/keycloak-hibp-password-policy

HaveIBeenPwned Password Policy for Keycloak PoC

Primary LanguageJavaApache License 2.0Apache-2.0

HaveIBeenPwned Password Policy for Keycloak PoC

Intro

Apache Keycloak is an open source IDAM solution supporting OpenID Connect, OAuth 2.0, and SAML.

Have I Been Pwned (HIBP) is a service that aims to inform people if their email addresses or passwords have been present in any known security breaches.

This proof of concept implements a Service Provider Interface (SPIs) to block the usage of passwords present in data breaches, using the HIBP Password API.

NB: This is a proof of concept, with several modifications required to be made before sensible to be used in a live environment, see #future-work

Installation

The Dockerfile provides the necessary installation and registration steps, which match those documented by Keycloak.

Using the Keycloak Deployer, the only step required is copying the build jar into standalone/deployments/ within Keycloak.

Configuration

Once registered, the Policy can be added via Authentication -> Password Policy and selecting HIBP Data Breaches from the Policy dropdown.

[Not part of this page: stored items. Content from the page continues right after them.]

Issue #2590, opened 2020-10-13
Spearhead: Widgets need some visual refinement


kjellr:
- [x] The search box and button are gigantic: 

<img width="866" alt="Screen Shot 2020-10-13 at 9 49 19 AM" src="https://user-images.githubusercontent.com/1202812/95869671-a1931500-0d39-11eb-819f-ffc465db143c.png">

------

- [x] List-based widgets shouldn't inherit the default `ul` left padding. If it's removed, they look much nicer: 

Before|After
---|---
<img width="674" alt="Screen Shot 2020-10-13 at 9 52 06 AM" src="https://user-images.githubusercontent.com/1202812/95869790-c38c9780-0d39-11eb-9999-804510dedfd5.png">|<img width="545" alt="Screen Shot 2020-10-13 at 9 50 11 AM" src="https://user-images.githubusercontent.com/1202812/95869793-c4bdc480-0d39-11eb-8d9f-e01647c14b10.png">

MaggieCabrera:
The first item I'm working on it myself on https://github.com/Automattic/themes/issues/2576

scruffian:
The second item is done here: https://github.com/Automattic/themes/pull/2607

kjellr:
Awesome, this one's all set then. Thank you!

PR #2595, opened 2020-10-13
Spearhead: Search Results page

### LINKED ISSUE #2576: Spearhead: Search Results page
Style the Search Results page:

Screenshot 2020-10-09 at 17 47 17
 
Screenshot 2020-10-09 at 17 48 31

### LINKED ISSUE #2588: Spearhead: Post meta should be adjusted to match comps
Current post meta: 

Screen Shot 2020-10-13 at 9 45 36 AM

Recommended: 

Screen Shot 2020-10-13 at 9 46 06 AM

On single post pages, we can display the categories/tags/comments if we'd like. But they should be hidden on archive pages, to more closely match the design. Might also consider changing the date format to match the original theme if it's not too much hassle ("Sept 14 2020" Instead of "September 14, 2020")

MaggieCabrera:

This PR ended a bit on the bigger side, please do tell if it's better if I divided into parts. This PR styles the Search Results page.

* Styled the search form to fit the design. I had to make a decision about the icon on the button and went with the css route. It's not super clean but I think it's better than creating our own `searchform.php` file just to add an image. I reused the svg that Gutenberg uses and added it as a background. I also added a media query for dark mode. I also made use of seedlet's accesibility class to hide the text of the button.
* Simplified what is showed on the search results loop according to the design
* Created our own footer meta function for seedlet according to @kjellr design input in #2588

To test, add to the site url: `/?s=test`

#### Screenshots:

Screenshot 2020-10-13 at 17 31 01

#### Related issue(s):

Closes #2576 
Closes #2588 

Partially addresses #2590


spearhead/search.php
```diff
@@ -0,0 +1,60 @@
...
+						<?php
+						if ( is_sticky() && is_home() && ! is_paged() ) {
+							printf( '<span class="sticky-post">%s</span>', _x( 'Featured', 'post', 'seedlet' ) );
+						}
+						the_title( sprintf( '<h2 class="entry-title"><a href="%s" rel="bookmark">', esc_url( get_permalink() ) ), '</a></h2>' );
+						?>
+					</header><!-- .entry-header -->
+
+					<footer class="entry-footer default-max-width">
+						<?php spearhead_entry_meta_footer(); ?>
```
jffng, line 38: I'm getting an error here unless I change this to `seedlet_entry_meta_footer`. Is that correct, or should the filter functions be renamed instead?

jffng (commented):
Thanks for tackling this, I don't mind that it's one large PR as it's all related to getting the search styles in place. 

Here's what I found on first review: 

- The "no results" text appears full-width: https://cloudup.com/cOebfDJ0IrN 
- The search field itself feels tight and could use some extra padding on the text:   https://cloudup.com/cOebfDJ0IrN
- The bottom margin on the search form feels unnecessarily large and could be reduced to a single unit rather than `3 * global--spacing-vertical`: https://cloudup.com/cn6grS1q0D8

cc @kjellr as those last two comments are design-related

spearhead/assets/sass/_accesibility.scss
```diff
@@ -0,0 +1,38 @@
+/* Text meant only for screen readers. */
+.screen-reader-text {
```
scruffian, line 2: Rather than copy/paste this from Seedlet, can we import it as a helper, like we do for the navigation CSS?

spearhead/assets/sass/_forms.scss
```diff
@@ -0,0 +1,19 @@
...
+input[type="month"], 
+input[type="week"], 
+input[type="time"], 
+input[type="datetime"], 
+input[type="datetime-local"], 
+input[type="color"], 
+textarea {
+    background: transparent;
+    box-shadow: none;
+}
```
scruffian, line 19: I wonder if it would be better to add this to Seedlet as variables that we can override?

kjellr:
> The search field itself feels tight and could use some extra padding on the text: https://cloudup.com/cOebfDJ0IrN

Yeah, you can refer to [the mockups here](https://github.com/Automattic/themes/pull/2564#issuecomment-707878367) for the preferred spacing.

> The bottom margin on the search form feels unnecessarily large and could be reduced to a single unit rather than 3 * global--spacing-vertical: https://cloudup.com/cn6grS1q0D8

Agreed. 1 * the global spacing variable seems fine to be.

spearhead/assets/sass/_accesibility.scss
MaggieCabrera: oh you are totally right, I was unsure if this was the correct way to do it. I will fix!

spearhead/assets/sass/_search.scss
```diff
@@ -0,0 +1,62 @@
...
+        color: var(--entry-header--color);
+        @extend .screen-reader-text;
+    }
+}
+
+@media ( prefers-color-scheme: dark ) {
+    .search-form {
+        & > label {
+            &:before {
+                background-image: url("data:image/svg+xml,%3Csvg xmlns='http://www.w3.org/2000/svg' id='search-icon' class='search-icon' viewBox='0 0 24 24' width='24' height='24'%3E%3Cpath fill='%23ffffff' d='M13.5 6C10.5 6 8 8.5 8 11.5c0 1.1.3 2.1.9 3l-3.4 3 1 1.1 3.4-2.9c1 .9 2.2 1.4 3.6 1.4 3 0 5.5-2.5 5.5-5.5C19 8.5 16.5 6 13.5 6zm0 9.5c-2.2 0-4-1.8-4-4s1.8-4 4-4 4 1.8 4 4-1.8 4-4 4z'%3E%3C/path%3E%3C/svg%3E");
```
scruffian, line 58: Can we just change the fill color with CSS rather than having a different icon?

spearhead/functions.php
```diff
@@ -192,3 +192,61 @@ function( $classes ) {
...
+	function seedlet_entry_meta_footer() {
+
+		seedlet_posted_on();
+
+		// Edit post link.
+		edit_post_link(
+			sprintf(
+				wp_kses(
+					/* translators: %s: Name of current post. Only visible to screen readers. */
+					__( 'Edit <span class="screen-reader-text">%s</span>', 'seedlet' ),
```
scruffian, line 213:
```suggestion
					__( 'Edit <span class="screen-reader-text">%s</span>', 'spearhead' ),
```

spearhead/search.php
```diff
@@ -0,0 +1,60 @@
...
+			// Start the Loop.
+			while ( have_posts() ) :
+				the_post();
+				?>
+
+				<article id="post-<?php the_ID(); ?>" <?php post_class(); ?>>
+					<header class="entry-header default-max-width">
+						<?php
+						if ( is_sticky() && is_home() && ! is_paged() ) {
+							printf( '<span class="sticky-post">%s</span>', _x( 'Featured', 'post', 'seedlet' ) );
```
scruffian, line 31:
```suggestion
							printf( '<span class="sticky-post">%s</span>', _x( 'Featured', 'post', 'spearhead' ) );
```

spearhead/variables.css
```diff
@@ -80,6 +80,12 @@
 	--sticky-posts--color-background: #F9F9F9;
 	--sticky-posts--entry-title-font-size: 24px;
 	--sticky-posts--entry-content-font-size: 20px;
+
+	/* Forms */
```
scruffian, line 84: I think these should be part of Seedlet

MaggieCabrera:
>     * The "no results" text appears full-width: https://cloudup.com/cOebfDJ0IrN

Good catch! Seedlet had the same issue and I went ahead and fixed it for both: https://github.com/Automattic/themes/pull/2595/commits/cd980a4f2e61ece9ee037e49c9c9e397233bd0bf

spearhead/variables.css
MaggieCabrera: Those variables do come from Seedlet, I'm just overriding their values here

spearhead/assets/sass/_search.scss
scruffian: Turns out, no we can't because the SVG is set in the CSS.

seedlet/assets/sass/elements/_forms.scss
```diff
@@ -19,6 +19,8 @@ textarea {
 	color: var(--form--color-text);
 	line-height: var(--global--line-height-body);
 	padding: var(--form--spacing-unit);
+    background: var(--form--background-color);
```
scruffian, line 22:
```suggestion
	background: var(--form--background-color);
```

seedlet/assets/sass/elements/_forms.scss
```diff
@@ -19,6 +19,8 @@ textarea {
...
+    box-shadow: var(--form--box-shadow);
```
scruffian, line 23:
```suggestion
	box-shadow: var(--form--box-shadow);
```

spearhead/assets/sass/_accesibility.scss
MaggieCabrera: As we discussed, I turned it into a mixin within seedlet and imported it on spearhead

kjellr (approved):
LGTM. Thanks @MaggieCabrera!

spearhead/functions.php
```diff
@@ -245,3 +245,61 @@ function spearhead_the_excerpt( $excerpt ) {
...
+
+/*
+ * Post footer meta
+ */
+
+if ( ! function_exists( 'seedlet_entry_meta_footer' ) ) :
+	/**
+	 * Prints HTML with meta information for the categories, tags and comments.
+	 */
+	function seedlet_entry_meta_footer() {
```
scruffian, line 257: Should this be called `spearhead_entry_meta_footer`?

spearhead/functions.php
```diff
@@ -245,3 +245,61 @@ function spearhead_the_excerpt( $excerpt ) {
...
+			'</span>'
+		);
+	}
+endif;
+
+if ( ! function_exists( 'seedlet_posted_on' ) ) :
+	/**
+	 * Prints HTML with meta information for the current post-date/time.
+	 */
+	function seedlet_posted_on() {
```
scruffian, line 285: Should this be called `spearhead_posted_on`?

MaggieCabrera: I thought so initially but if we rename it, we need to call again the new functions on their respective templates. Unless there's a better way of doing that that I'm not aware of.

scruffian (approved):
Few small comments but this LGTM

The Policy Value is the maximum number of breaches a password can have occurred in to be accepted, defaulting to 0.

Future Work

  • Handle cases where HIBP API is not accessible
  • Configurable allow/deny in those cases.
  • Configurable to allow an offline/local version of the HIBP API to be used.
  • Handle / respect rate limiting responses from HIBP API
  • Error message on password change failure should link to HIBP for an explanation.
  • Make the version of Keycloak easily configurable.